Return the lines below exactly, starting with the line that contains "PR #1617, opened 2024-01-11" and stopping after the last line.
*-*-*
PR #1598, opened 2024-01-08
key-bindings for save/retry getting overriden when user focuses on the job editor

### LINKED ISSUE #1596: Work Orders getting accidentally duplicated when "rerun from here" is pressed
Check out this video: https://www.loom.com/share/0926d3aa804745a7b6614cfe34fcb088

To recap the desired behavior of the inspector view:
1. When an admin accesses the inspector with a run loaded (as I do in the video) they're most likely _debugging_ and will want to add `console.log` statements and re-run the work order multiple times from whatever step they're on.
2. Keep a close eye on the buttons in the bottom right corner... there are two of them. A "primary action button" (which in this video is supposed to "Rerun from here") and a "save" button (which has a helpful red-dot-indicator that will tell us if the job code has been saved).
3. Pressing `Cntrl-S`/`⌘-S` will save the job code.
4. Pressing `Cntrl-Enter`/`⌘-Enter` will press the primary action button. (In this case, that should be to "Rerun from here".)
5. There is also a "secondary action button" that can be reached via the split-button-select-list or by pressing `Cntrl-Shift-Enter` but that button is not pressed in this video. The secondary action would create a new work order, rather than only creating a new run for the existing work order.
6. Try to get a sense for what I'm doing here... I want to rerun this work order lots of times while I'm debugging and modifying the job code... all to try to _eventually_ process this input dataclip (in this case, a Stripe transaction) properly. I'd like to keep running this thing dozens of times after making small adjustments, and eventually see a successful run. When that's done, I'll click back to the history view and see that this work order is in a "success" state, even if there are two dozen runs (previously called _attempts_) associated with it.

The bug I'm seeing here is three-fold:
1. In this video it sometimes appears that the job code is not saved when I press/click "Rerun from here". This is not good. We always want to "save _and_ run" the job rather than running it without saving.
2. In this video we also see that despite always clicking/pressing "Rerun from here" a _new work order_ gets generated a few times. I thought this might be happening when the job code was edited, but it seems to be less predictable than that.
3. _EDIT:_ After some more digging, it appears that at some point in this video a new (duplicate) dataclip was generated. That shouldn't be happening and feels linked to the duplicate work order.

midigofrank:
## Notes for the reviewer

- added commands in the monaco editor
- introduced a `common.js` for storing common functions.

## Related issue

Fixes #1596

## Review checklist

### DIFF
--- a/CHANGELOG.md
+++ b/CHANGELOG.md
@@ -18,6 +18,8 @@ and this project adheres to
   [a6e4ada](https://github.com/OpenFn/Lightning/commit/a6e4adafd558269cfd690e7c4fdd8f9fe66c5f62)
 - Fixing attempt/run language for "skipped" tooltip on inspector.
   [fd7dd0c](https://github.com/OpenFn/Lightning/commit/fd7dd0ca8128dfba2902e5aa6a2259e2073f0f10)
+- Fixed key-bindings for save/retry getting overrided when user focuses on the monaco job editor
+  [#1596](https://github.com/OpenFn/Lightning/issues/1596)
 
 ## [2.0.0-rc1] - 2023-01-05
 
--- a/assets/js/common.js
+++ b/assets/js/common.js
@@ -1,0 +1,15 @@
+// this has been added here because we still can't find a better place for it
+// it's being used in both the hooks and the job editor
+export function retryOrCreateWorkOrder(buttonElement) {
+  if (buttonElement.getAttribute('type') == 'submit') {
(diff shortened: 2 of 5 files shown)


elias-ba (approved):
This is looking great @midigofrank 🎉

taylordowns2000 (changes requested):
almost there! good progress but saves aren't coming through: https://www.loom.com/share/bc92c54ea4794cb5b3b3ae0550329794

taylordowns2000 (approved):

PR #1603, opened 2024-01-09
3 instances of state to status

taylordowns2000:
@NickOpenFn , we'd already been calling it "Status" in the history page filter. This amends the run viewer and inspector.


taylordowns2000:
approved by @NickOpenFn

PR #1614, opened 2024-01-11
add search by ID on the history page

### LINKED ISSUE #1468: Improve Search on History page
Extend queries that can be searched:
- [x]  Attempt/Run Logs
- [x]  Dataclip Body
- [x]  `workorder_id` (work order id)
- [x]  `attempt_id` (run id)
- [x]  `run_id` (step run id)

Implementation:

- [x] Update search bar to change "Both" to "Any"
- [x] Update search params to search across Workorder, Attempt, or Run UUID when "Any" is selected
- [x] Add "ID" selector to search bar for searching across only Workorder, Attempt, or Run UUID

image

Note that we'll need a new toggle here (see image above) to search only on ID or to search "Any" rather than "Both"

## Later?
- [ ]  Workflow names
- [ ]  etc...
- [ ] Error state
- [ ] No search results (another card exists for this)

midigofrank:
## Notes for the reviewer

- Builds on top of the existing `search_fields` `query`

### TODO

- [x] Do away with the fragment, use ecto functions `ilike/2, like/2, type/2`
- [x] Use `like/2` instead of `ilike/2` when matching `id` because `ids` are case sensitive

## Related issue

Fixes #1468 

## Review checklist

### DIFF
--- a/CHANGELOG.md
+++ b/CHANGELOG.md
@@ -12,6 +12,8 @@ and this project adheres to
 
 - Dashboard with project and workflow stats
   [#755](https://github.com/OpenFn/Lightning/issues/755)
+- Add search by ID on the history page
+  [#1468](https://github.com/OpenFn/Lightning/issues/1468)
 
 ### Changed
 - Give project editors and viewers read only access to project settings instead
--- a/assets/package-lock.json
+++ b/assets/package-lock.json
@@ -8,7 +8,7 @@
       "name": "lightning",
       "license": "LGPLv3",
       "dependencies": {
-        "@heroicons/react": "^2.0.16",
+        "@heroicons/react": "^2.1.1",
         "@monaco-editor/react": "^4.4.5",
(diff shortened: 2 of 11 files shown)


taylordowns2000 (changes requested):
@midigofrank , this is great but i've realized that the buttons aren't behaving optimally.

- see my "todo".
- note that when you first go to this page, both the "input" and the "logs" search buttons are selected. that's nice, as these are meant to be a multi-select.
- then, note that when you click on a button, it _only_ selects that one search attribute.
- can you re-write this interface so that you can multi-select the 3 buttons, searching with any combination of the three?
- if _none_ are selected, the "search" button should be disabled
- if _all_ are selected, we should search all.
- there should only be 3 buttons when you're done... you can remove the commented out code in my last commit.

taylordowns2000 (approved):

PR #1617, opened 2024-01-11
Scrub run_result dataclip on dataclip viewer

### LINKED ISSUE #1606: Scrub dataclips during presentation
*-*-*
▶ YOUR SOLUTION
PR #1617, opened 2024-01-11
Scrub run_result dataclip on dataclip viewer

### LINKED ISSUE #1606: Scrub dataclips during presentation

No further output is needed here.